Figure 1. The P. falciparum life cycle: no shortage of Ab targets.

The P. falciparum life cycle in humans includes the asymptomatic liver stage; the blood stage which causes disease; and the sexual gametocyte blood stage which infects mosquitoes that transmit the parasite. Infection begins when Anopheles mosquitos inject sporozoites into the skin and blood (a) which migrate to the liver and invade a small number of hepatocytes (b). Each sporozoite gives rise to thousands of asexual parasites called merozoites (c). ~1 week after hepatocyte invasion merozoites exit the liver into the bloodstream and begin a 48 hr cycle (d) of RBC invasion, replication, RBC rupture, and merozoite release (e). Once inside RBCs the parasite exports variant surface antigens (VSAs) such as PfEMP1 to the RBC surface. VSAs mediate binding of iRBCs to the microvascular endothelium of various organs (f) and placental tissue (g) allowing parasites to avoid splenic clearance and promoting the inflammation and circulatory obstruction associated with clinical syndromes such as cerebral malaria (coma) and pregnancy-associated malaria. VSA-mediated rosetting (binding of iRBCs to RBCs) may also contribute to disease (h). A small number of blood-stage parasites differentiate into sexual gametocytes (i) which are taken up by mosquitos (j) where they differentiate into gametes that fuse to form a motile zygote, the ookinete (k), where meiosis occurs. The ookinete crosses the midgut wall and forms an oocyst (l) that develops into sporozoites that enter the mosquito salivary gland to complete the life cycle (a).

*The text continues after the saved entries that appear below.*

PR #11460, opened 2026-04-27
feat(SPRE-5143): iib prod probe deployment

gcpsoares:
- Deploy new iib probes.
- Tested and validated with probes in stage (available in stage [grafana dashboard](https://grafana.app-sre.devshift.net/goto/3K3JwdTvR?orgId=1).
- This probe will only be available for private clusters (by design).


TominoFTW (approved):

jkriz-rh:
## Production Approval Record

| Field | Value |
|---|---|
| **Action** | APPROVED |
| **Reviewer** | @jkriz-rh |
| **Timestamp** | 2026-04-28T12:54:52.431Z |

Qodo comment is a false positive here, similar probe is already on other clusters and there is a low probability of any issue, as discussed with Gabriel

Abs that sterilely protect by neutralizing sporozoites (a) and/or blocking hepatocyte invasion (b) are rarely if ever acquired through natural infection (4). Abs induced by the RTS,S vaccine target the circumsporozoite (CS) protein on the sporozoite surface (98) and correlate with sterile protection in malaria-naïve adults (99); but in African children RTS,S generally protects against disease not infection and the correlation between Abs and protection is less clear (100, 101). Abs are a key component of naturally-acquired blood stage immunity (7) but the Ag targets and mechanisms of protection are incompletely understood and likely multifaceted. Abs may contribute to protection by clearing merozoites (102) and iRBCs (e) through opsonization (103) or complement-mediated lysis (104); inhibiting merozoite invasion of RBCs (d) (105); and/or blocking adhesion of iRBCs to vascular endothelium (f) (106). Non-neutralizing Abs may contribute to protection through Ab-dependent monocyte-(107) or NK cell-mediated cytotoxicity. Blood stage vaccines have focused primarily on generating Abs to merozoite proteins but with limited success (54, 108), probably due to Ag polymorphism (14, 108) and redundant RBC invasion pathways (109). Of note, the conserved merozoite protein PfRh5 appears to be essential for RBC invasion (80) and may be susceptible to vaccine-inducible cross-strain neutralizing Ab (110). Protection from pregnancy-associated malaria correlates with IgG specific for VAR2CSA, a conserved protein which mediates adherence to placental tissue (g) (111). Vaccine-induced Abs targeting Ags on gametocytes and gametes that are ingested with the blood meal (i–l) could prevent parasite development in the mosquito and block or reduce transmission (112).